Saved data entries
········
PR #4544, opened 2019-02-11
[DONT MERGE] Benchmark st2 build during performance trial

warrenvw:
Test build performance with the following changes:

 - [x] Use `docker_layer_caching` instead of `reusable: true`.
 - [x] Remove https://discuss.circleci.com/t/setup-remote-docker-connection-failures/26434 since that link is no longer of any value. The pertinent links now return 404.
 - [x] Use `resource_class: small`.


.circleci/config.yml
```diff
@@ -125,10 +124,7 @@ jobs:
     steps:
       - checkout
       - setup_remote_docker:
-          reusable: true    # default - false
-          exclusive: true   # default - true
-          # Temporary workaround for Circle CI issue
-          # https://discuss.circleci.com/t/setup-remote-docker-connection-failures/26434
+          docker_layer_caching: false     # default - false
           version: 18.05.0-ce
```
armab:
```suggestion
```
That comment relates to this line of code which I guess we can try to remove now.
········
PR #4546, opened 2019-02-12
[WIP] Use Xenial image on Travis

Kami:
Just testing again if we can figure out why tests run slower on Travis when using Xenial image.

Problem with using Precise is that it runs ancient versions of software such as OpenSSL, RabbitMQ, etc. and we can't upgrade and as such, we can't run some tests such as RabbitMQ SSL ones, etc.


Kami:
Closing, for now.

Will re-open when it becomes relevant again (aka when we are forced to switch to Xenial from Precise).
········
**Work task:** Reproduce, exactly as they stand in the data above, the lines from the one that holds "Closing, for now." to the one that holds "Will re-open when", inclusive.

**Response for this exercise:**
Closing, for now.

Will re-open when it becomes relevant again (aka when we are forced to switch to Xenial from Precise).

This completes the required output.